[Stored data entries]
--- START ---

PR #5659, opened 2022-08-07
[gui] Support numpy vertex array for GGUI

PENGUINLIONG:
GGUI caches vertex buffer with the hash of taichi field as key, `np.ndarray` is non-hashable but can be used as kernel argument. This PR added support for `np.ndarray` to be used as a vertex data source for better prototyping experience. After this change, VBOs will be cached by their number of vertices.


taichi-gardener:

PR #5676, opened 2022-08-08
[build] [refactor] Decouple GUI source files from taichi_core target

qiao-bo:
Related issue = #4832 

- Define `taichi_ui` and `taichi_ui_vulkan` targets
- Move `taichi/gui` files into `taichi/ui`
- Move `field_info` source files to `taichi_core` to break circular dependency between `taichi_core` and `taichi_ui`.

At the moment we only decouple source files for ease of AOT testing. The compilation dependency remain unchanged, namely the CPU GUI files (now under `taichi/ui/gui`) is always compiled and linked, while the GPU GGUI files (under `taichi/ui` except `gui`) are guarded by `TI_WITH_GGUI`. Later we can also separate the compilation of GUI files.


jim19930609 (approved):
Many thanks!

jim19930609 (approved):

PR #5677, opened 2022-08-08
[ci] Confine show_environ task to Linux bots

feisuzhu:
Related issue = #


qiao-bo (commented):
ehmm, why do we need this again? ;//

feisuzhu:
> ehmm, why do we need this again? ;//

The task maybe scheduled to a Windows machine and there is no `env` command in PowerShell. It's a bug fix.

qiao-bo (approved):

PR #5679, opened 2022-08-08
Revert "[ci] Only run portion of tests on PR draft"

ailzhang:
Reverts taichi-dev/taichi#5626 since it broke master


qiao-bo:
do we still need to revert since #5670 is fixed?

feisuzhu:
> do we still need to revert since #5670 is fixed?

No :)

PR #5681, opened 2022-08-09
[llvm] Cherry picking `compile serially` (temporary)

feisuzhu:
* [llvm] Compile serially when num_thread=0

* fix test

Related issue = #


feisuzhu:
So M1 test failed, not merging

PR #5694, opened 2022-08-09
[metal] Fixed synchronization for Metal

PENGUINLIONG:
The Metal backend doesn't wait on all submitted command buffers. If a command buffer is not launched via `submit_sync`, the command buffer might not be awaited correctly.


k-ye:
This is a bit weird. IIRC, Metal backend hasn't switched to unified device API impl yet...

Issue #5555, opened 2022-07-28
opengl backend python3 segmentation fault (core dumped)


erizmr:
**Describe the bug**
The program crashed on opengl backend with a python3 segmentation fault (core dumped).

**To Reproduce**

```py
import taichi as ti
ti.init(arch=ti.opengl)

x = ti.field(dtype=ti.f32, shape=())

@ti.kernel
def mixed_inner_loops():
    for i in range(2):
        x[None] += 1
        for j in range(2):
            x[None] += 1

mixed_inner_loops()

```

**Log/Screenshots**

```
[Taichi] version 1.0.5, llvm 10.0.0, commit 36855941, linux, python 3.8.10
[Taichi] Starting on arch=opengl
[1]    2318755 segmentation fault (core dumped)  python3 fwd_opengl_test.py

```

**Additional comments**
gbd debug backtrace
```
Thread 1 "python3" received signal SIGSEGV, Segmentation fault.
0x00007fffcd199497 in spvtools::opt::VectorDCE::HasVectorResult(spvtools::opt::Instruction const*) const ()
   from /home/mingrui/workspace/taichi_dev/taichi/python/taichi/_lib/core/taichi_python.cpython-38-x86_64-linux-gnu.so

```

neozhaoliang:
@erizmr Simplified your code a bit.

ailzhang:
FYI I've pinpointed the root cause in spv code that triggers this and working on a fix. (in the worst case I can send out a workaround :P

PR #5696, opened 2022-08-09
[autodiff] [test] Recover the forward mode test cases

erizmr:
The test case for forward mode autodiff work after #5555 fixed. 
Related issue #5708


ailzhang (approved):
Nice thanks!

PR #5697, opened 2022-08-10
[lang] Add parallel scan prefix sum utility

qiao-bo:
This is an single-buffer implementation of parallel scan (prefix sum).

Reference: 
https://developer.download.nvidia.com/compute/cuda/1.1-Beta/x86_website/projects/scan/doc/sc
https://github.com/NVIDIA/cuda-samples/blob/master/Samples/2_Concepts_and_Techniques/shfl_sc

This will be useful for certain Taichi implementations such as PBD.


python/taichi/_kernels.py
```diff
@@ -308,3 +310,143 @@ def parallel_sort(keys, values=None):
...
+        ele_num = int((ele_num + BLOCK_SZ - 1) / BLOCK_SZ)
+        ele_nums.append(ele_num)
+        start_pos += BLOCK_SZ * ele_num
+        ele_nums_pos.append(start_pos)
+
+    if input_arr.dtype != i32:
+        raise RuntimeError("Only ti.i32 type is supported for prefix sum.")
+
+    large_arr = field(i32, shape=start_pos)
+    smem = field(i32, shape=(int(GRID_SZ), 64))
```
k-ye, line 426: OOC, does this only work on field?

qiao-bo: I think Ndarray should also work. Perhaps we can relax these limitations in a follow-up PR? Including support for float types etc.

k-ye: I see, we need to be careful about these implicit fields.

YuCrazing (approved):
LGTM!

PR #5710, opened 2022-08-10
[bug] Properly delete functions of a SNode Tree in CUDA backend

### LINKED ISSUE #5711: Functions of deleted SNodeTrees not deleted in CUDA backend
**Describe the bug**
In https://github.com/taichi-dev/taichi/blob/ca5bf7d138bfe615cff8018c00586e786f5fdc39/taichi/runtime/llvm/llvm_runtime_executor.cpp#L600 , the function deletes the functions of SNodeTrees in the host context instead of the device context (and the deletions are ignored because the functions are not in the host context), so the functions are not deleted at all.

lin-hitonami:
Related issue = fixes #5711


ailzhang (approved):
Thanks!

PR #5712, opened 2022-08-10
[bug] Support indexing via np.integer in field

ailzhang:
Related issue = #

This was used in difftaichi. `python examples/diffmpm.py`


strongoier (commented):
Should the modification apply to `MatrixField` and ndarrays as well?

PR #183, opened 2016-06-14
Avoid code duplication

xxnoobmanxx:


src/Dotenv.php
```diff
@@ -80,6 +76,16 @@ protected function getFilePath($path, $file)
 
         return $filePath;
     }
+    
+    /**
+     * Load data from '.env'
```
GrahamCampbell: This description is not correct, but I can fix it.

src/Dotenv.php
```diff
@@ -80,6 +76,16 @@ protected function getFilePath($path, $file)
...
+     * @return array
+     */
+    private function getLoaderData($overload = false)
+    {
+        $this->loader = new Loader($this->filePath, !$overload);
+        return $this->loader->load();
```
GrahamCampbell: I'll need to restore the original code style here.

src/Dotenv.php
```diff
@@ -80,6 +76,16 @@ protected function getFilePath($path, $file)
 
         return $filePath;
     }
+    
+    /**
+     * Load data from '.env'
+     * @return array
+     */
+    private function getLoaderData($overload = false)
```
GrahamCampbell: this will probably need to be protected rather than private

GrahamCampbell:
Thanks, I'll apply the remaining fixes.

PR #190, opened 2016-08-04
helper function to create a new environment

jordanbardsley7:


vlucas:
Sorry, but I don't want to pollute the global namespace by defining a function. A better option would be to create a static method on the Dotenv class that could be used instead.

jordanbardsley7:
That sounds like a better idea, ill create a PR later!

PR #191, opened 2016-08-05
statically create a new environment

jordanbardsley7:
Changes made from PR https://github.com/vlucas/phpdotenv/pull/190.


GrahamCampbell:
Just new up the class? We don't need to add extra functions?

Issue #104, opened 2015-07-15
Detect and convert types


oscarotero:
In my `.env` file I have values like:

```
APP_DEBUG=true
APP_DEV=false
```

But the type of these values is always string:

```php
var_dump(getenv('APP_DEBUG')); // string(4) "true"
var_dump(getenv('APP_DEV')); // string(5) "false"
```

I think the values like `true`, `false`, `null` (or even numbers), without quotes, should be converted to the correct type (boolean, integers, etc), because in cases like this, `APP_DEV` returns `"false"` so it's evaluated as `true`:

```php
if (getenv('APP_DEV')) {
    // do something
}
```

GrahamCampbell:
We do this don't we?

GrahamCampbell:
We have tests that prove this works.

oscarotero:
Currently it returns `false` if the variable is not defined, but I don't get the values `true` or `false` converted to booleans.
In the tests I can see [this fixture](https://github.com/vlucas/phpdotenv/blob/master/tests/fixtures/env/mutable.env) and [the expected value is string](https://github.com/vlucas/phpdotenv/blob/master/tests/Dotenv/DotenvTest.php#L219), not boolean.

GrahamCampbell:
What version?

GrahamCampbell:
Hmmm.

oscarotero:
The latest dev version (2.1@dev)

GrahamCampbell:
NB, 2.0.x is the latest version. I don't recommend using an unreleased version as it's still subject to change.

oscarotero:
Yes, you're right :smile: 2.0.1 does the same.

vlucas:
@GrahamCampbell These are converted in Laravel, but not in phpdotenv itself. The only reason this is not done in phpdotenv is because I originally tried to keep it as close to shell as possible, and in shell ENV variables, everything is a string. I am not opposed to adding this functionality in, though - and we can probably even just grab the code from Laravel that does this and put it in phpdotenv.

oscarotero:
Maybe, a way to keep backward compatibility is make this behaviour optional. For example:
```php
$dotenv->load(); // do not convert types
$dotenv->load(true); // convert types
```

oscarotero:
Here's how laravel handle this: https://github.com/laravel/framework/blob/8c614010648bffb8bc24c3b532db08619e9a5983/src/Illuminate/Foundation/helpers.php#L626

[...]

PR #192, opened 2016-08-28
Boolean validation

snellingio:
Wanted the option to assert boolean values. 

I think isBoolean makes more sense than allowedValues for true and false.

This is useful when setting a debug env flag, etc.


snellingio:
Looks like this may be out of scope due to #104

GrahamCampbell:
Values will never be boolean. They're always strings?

--- END ---

▶ [Action item] Search the records for lines holding the word "device", then copy each line you find.

▶ [Solution to the exercise]
This is a bit weird. IIRC, Metal backend hasn't switched to unified device API impl yet...
In https://github.com/taichi-dev/taichi/blob/ca5bf7d138bfe615cff8018c00586e786f5fdc39/taichi/runtime/llvm/llvm_runtime_executor.cpp#L600 , the function deletes the functions of SNodeTrees in the host context instead of the device context (and the deletions are ignored because the functions are not in the host context), so the functions are not deleted at all.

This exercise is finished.